(Data records):
-- Opening Marker --
PR #895, opened 2026-06-10
feat(migtd): route warn/error/fatal logs to COM1 serial port

### LINKED ISSUE #430: MigTD can use serial console to print log messages including warn/errors/fatal
Currently, debugging MigTD is quite hard. We had to put a debug TDVMCALL in order to see why MigTD is behaving in a certain way. This issue is making a suggestion to instead use VGA screen and/or serial console to print log messages including warn/error/fatal ones.

The debug messages can be part of the cfg and warn/error/fatals ones can always go to the VGA screen and/or serial port. 

MigTD can also use a shared buffer and then VMM can implement a TDVMCALL to get the PA of the string + length but this option requires changes in the VMM so instead a serial port maybe a better option. VGA screen buffer is small so maybe serial port is the best option if it feasible to implement in MigTD. The shared buffer is common whether we log it to serialport or VGA screen or over the TDVMCALL.

MichalTarnacki:
MigTD debugging has historically required ad-hoc TDVMCALL.IO writes inserted by hand, because failure paths often did not call any of the log::* macros and there was no guarantee that fatal exits reached the host console.

td-logger is already initialised with LevelFilter::Trace and, with the tdx feature, writes each byte to COM1 (0x3F8) via TDVMCALL.IO, which QEMU forwards through -serial mon:stdio. This change makes that serial path the canonical debugging channel:

Add release_max_level_info to the log dependency so release builds compile out debug!/trace! while keeping info!, warn! and error! on the serial line. No VMM changes, no shared buffer and no extra TDVMCALL are required.
Emit log::error! from panic_with_guest_crash_reg_report with the error code, message and caller file:line so every fatal exit is visible on the serial port even when the surrounding code forgot to log.
Fixes #430 

Reopen #838

### DIFF
--- a/src/migtd/src/driver/vmcall_raw.rs
+++ b/src/migtd/src/driver/vmcall_raw.rs
@@ -16,8 +16,6 @@ pub fn vmcall_raw_device_init() {
 
 #[track_caller]
 pub fn panic_with_guest_crash_reg_report(errorcode: u64, msg: &[u8]) -> ! {
-    #[cfg(not(feature = "vmcall-raw"))]
-    let _ = errorcode;
     let location = core::panic::Location::caller();
     let file = location.file();
     let line = location.line();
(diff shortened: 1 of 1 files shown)


sgrams:
@MichalTarnacki can you please update this commit so it resolves warning raised by clippy?

>variables can be used directly in the `format!` string

Thanks!

PR #902, opened 2026-06-18
fix(migtd): verify info_hash instead of servtd_hash

haitaohuang:
The old verify_servtd_hash computed SHA384(info_hash || type || attr) and compared to init_servtd_hash. Per GHCI spec, the correct check is to compare SHA384(masked_tdinfo) directly against init_servtd_info_hash, removing the unnecessary extra hash layer.

Also renames verify_servtd_hash to verify_servtd_info_hash for clarity.

Co-developed-by: Copilot <223556219+Copilot@users.noreply.github.com>

### DIFF
--- a/src/migtd/src/mig_policy.rs
+++ b/src/migtd/src/mig_policy.rs
@@ -87,8 +87,6 @@ mod v2 {
     const SERVTD_ATTR_IGNORE_RTMR2: u64 = 0x100_0000_0000;
     const SERVTD_ATTR_IGNORE_RTMR3: u64 = 0x200_0000_0000;
 
-    const SERVTD_TYPE_MIGTD: u16 = 0;
-
     lazy_static! {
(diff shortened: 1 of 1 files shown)


haitaohuang:
@sgrams @jyao1 Could you review this? We tested with 1.33 module

jyao1:
OK. It seems misunderstanding on SERVTD_HASH v.s. SERVTD_INFO_HASH.

```
SERVTD_HASH Calculation
Concatenate SERVTD_INFO_HASH, SERVTD_TYPE and SERVTD_ATTR of each slot in a temporary buffer:
 SERVTD_INFO_HASH in bytes 47:0
 SERVTD_TYPE in bytes 49:48
 SERVTD_ATTR in bytes 57:50
```

`INIT_INFO_HASH contains the value of the Service TD binding entry’s INFO_HASH at TDH.MR.FINALIZE time.`

I think we should use SERVTD_INFO_HASH to validate INIT_INFO_HASH.

jyao1 (approved):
-- Closing Marker --
(What you are asked to do): Only the number is needed here: how many lines in the data contain "that"?

(Task solution): 2